Dataset entries
^^^^^^^^
Issue #7018, opened 2017-10-26
Selenium tests of Git functionality failed when run simultaneously 


dmytro-ndp:
### Description
There is [org.eclipse.che.selenium.git](https://github.com/eclipse/che/tree/master/selenium/che-selenium-test/src/test/java/org/eclipse/che/selenium/git)  tests which influence each other when run simulteniously in several threads, for example for execution _[che-integration-tests:85](https://ci.codenvycorp.com/view/qa/job/che-integration-tests/85/consoleText)_:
^^^^^^^^
> _Work order_
Exactly as they appear above, output the lines of the data from the first through the one that contains "### Description", and only those lines.

> _Result for this exercise_
Issue #7018, opened 2017-10-26
Selenium tests of Git functionality failed when run simultaneously 


dmytro-ndp:
### Description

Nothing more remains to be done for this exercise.